*Problem to work on*:
Copy out each line below containing "space".

*Material for this exercise*:
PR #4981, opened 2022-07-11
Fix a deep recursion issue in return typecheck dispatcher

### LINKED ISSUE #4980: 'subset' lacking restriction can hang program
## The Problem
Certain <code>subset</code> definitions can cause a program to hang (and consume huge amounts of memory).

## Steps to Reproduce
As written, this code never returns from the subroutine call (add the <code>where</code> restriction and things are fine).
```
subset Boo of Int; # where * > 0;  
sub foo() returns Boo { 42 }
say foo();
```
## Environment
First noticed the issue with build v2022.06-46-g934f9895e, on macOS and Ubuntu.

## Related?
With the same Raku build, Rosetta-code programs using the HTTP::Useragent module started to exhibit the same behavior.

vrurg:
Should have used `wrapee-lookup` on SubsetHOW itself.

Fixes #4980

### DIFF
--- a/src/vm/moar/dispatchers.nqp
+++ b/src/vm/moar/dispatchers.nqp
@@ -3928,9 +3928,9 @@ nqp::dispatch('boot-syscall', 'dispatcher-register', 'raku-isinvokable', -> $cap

---

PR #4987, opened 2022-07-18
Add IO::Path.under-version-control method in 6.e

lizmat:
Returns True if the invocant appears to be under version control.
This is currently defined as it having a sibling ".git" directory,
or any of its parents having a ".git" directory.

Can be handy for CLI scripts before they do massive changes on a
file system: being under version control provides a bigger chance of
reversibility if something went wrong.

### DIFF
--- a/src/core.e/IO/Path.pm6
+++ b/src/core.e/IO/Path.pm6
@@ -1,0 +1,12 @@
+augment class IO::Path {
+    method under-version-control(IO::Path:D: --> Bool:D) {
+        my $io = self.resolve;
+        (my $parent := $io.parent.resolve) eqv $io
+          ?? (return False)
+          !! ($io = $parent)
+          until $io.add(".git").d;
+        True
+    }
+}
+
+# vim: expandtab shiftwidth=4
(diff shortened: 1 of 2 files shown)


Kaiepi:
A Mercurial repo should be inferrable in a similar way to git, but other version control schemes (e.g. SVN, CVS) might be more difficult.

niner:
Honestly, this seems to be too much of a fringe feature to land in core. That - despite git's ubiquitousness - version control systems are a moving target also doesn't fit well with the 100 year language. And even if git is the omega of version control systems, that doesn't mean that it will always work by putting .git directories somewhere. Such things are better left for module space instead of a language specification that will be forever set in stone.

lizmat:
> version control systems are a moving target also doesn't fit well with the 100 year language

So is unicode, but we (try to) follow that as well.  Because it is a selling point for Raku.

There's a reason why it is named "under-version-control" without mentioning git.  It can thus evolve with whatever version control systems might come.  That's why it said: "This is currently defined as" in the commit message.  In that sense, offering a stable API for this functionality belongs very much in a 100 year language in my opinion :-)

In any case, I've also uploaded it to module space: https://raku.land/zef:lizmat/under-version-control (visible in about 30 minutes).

*Result for this exercise*:
Honestly, this seems to be too much of a fringe feature to land in core. That - despite git's ubiquitousness - version control systems are a moving target also doesn't fit well with the 100 year language. And even if git is the omega of version control systems, that doesn't mean that it will always work by putting .git directories somewhere. Such things are better left for module space instead of a language specification that will be forever set in stone.
In any case, I've also uploaded it to module space: https://raku.land/zef:lizmat/under-version-control (visible in about 30 minutes).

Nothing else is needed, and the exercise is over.